PR #733, opened 2016-11-11
Refactor for code reuse

servingUpAces:
- Refactor send_sms and send_email to use common code to persist the notificaiton.
- Use the same method to persist a notification.
- Refactored the send_sms task to use this method.
- Fix the send_sms and send_email code to send the notification id that has been persisted.
- Fix logging in send_sms and send_email

### DIFF
--- a/app/celery/tasks.py
+++ b/app/celery/tasks.py
@@ -150,12 +150,12 @@ def send_sms(self,
         )
 
     except SQLAlchemyError as e:
-        current_app.logger.exception("RETRY: send_sms notification {}".format(saved_notification.id), e)
+        current_app.logger.exception("RETRY: send_sms notification", e)
         try:
             raise self.retry(queue="retry", exc=e)
         except self.MaxRetriesExceededError:
             current_app.logger.exception(
-                "RETRY FAILED: task send_sms failed for notification {}".format(saved_notification.id),
+                "RETRY FAILED: task send_sms failed for notification",
                 e
             )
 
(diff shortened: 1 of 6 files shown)


tests/app/celery/test_tasks.py
```diff
@@ -337,24 +330,17 @@ def test_should_send_template_to_correct_sms_task_and_persist(sample_template_wi
...
 
-    provider_tasks.deliver_sms.apply_async.assert_called_once_with(
-        [notification_id],
-        queue="send-sms"
-    )
-
-    persisted_notification = Notification.query.filter_by(id=notification_id).one()
-    assert persisted_notification.id == notification_id
+    assert Notification.query.count() == 1
+    persisted_notification = Notification.query.all()[0]
```
servingUpAces: Ah good - will do that.

tests/app/celery/test_tasks.py
```diff
@@ -737,24 +724,27 @@ def test_should_use_email_template_subject_placeholders(sample_email_template_wi
...
+    provider_tasks.deliver_email.apply_async.assert_called_once_with(
+        [persisted_notification.id], queue='send-email'
+    )
 
 
 def test_should_use_email_template_and_persist_without_personalisation(sample_email_template, mocker):
     notification = _notification_json(sample_email_template, "my_email@my_email.com")
     mocker.patch('app.celery.provider_tasks.deliver_email.apply_async')
 
+    assert Notification.query.count() == 0
```
servingUpAces: ok

app/models.py
```diff
@@ -538,52 +538,31 @@ def personalisation(self, personalisation):
...
+                     job_row_number,
+                     created_at):
         return cls(
             template_id=template_id,
             template_version=template_version,
             to=recipient,
             service_id=service_id,
             status='created',
-            created_at=datetime.datetime.utcnow(),
+            created_at=created_at,
```
leohemsted: ah right 👍

app/celery/tasks.py
```diff
@@ -122,27 +127,35 @@ def send_sms(self,
         return
 
     try:
-        dao_create_notification(
-            Notification.from_api_request(
-                created_at, notification, notification_id, service.id, SMS_TYPE, api_key_id, key_type
```
servingUpAces: Yes it is not being used now. I think I have to create a new method without the notificaiton_id, start using the new method, deploy that, then remove the old method. I was going to worry about it in another PR.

========================

Repeat every line of the records, exactly as given.

* RESPONSE *
PR #733, opened 2016-11-11
Refactor for code reuse

servingUpAces:
- Refactor send_sms and send_email to use common code to persist the notificaiton.
- Use the same method to persist a notification.
- Refactored the send_sms task to use this method.
- Fix the send_sms and send_email code to send the notification id that has been persisted.
- Fix logging in send_sms and send_email

### DIFF
--- a/app/celery/tasks.py
+++ b/app/celery/tasks.py
@@ -150,12 +150,12 @@ def send_sms(self,
         )
 
     except SQLAlchemyError as e:
-        current_app.logger.exception("RETRY: send_sms notification {}".format(saved_notification.id), e)
+        current_app.logger.exception("RETRY: send_sms notification", e)
         try:
             raise self.retry(queue="retry", exc=e)
         except self.MaxRetriesExceededError:
             current_app.logger.exception(
-                "RETRY FAILED: task send_sms failed for notification {}".format(saved_notification.id),
+                "RETRY FAILED: task send_sms failed for notification",
                 e
             )
 
(diff shortened: 1 of 6 files shown)


tests/app/celery/test_tasks.py
```diff
@@ -337,24 +330,17 @@ def test_should_send_template_to_correct_sms_task_and_persist(sample_template_wi
...
 
-    provider_tasks.deliver_sms.apply_async.assert_called_once_with(
-        [notification_id],
-        queue="send-sms"
-    )
-
-    persisted_notification = Notification.query.filter_by(id=notification_id).one()
-    assert persisted_notification.id == notification_id
+    assert Notification.query.count() == 1
+    persisted_notification = Notification.query.all()[0]
```
servingUpAces: Ah good - will do that.

tests/app/celery/test_tasks.py
```diff
@@ -737,24 +724,27 @@ def test_should_use_email_template_subject_placeholders(sample_email_template_wi
...
+    provider_tasks.deliver_email.apply_async.assert_called_once_with(
+        [persisted_notification.id], queue='send-email'
+    )
 
 
 def test_should_use_email_template_and_persist_without_personalisation(sample_email_template, mocker):
     notification = _notification_json(sample_email_template, "my_email@my_email.com")
     mocker.patch('app.celery.provider_tasks.deliver_email.apply_async')
 
+    assert Notification.query.count() == 0
```
servingUpAces: ok

app/models.py
```diff
@@ -538,52 +538,31 @@ def personalisation(self, personalisation):
...
+                     job_row_number,
+                     created_at):
         return cls(
             template_id=template_id,
             template_version=template_version,
             to=recipient,
             service_id=service_id,
             status='created',
-            created_at=datetime.datetime.utcnow(),
+            created_at=created_at,
```
leohemsted: ah right 👍

app/celery/tasks.py
```diff
@@ -122,27 +127,35 @@ def send_sms(self,
         return
 
     try:
-        dao_create_notification(
-            Notification.from_api_request(
-                created_at, notification, notification_id, service.id, SMS_TYPE, api_key_id, key_type
```
servingUpAces: Yes it is not being used now. I think I have to create a new method without the notificaiton_id, start using the new method, deploy that, then remove the old method. I was going to worry about it in another PR.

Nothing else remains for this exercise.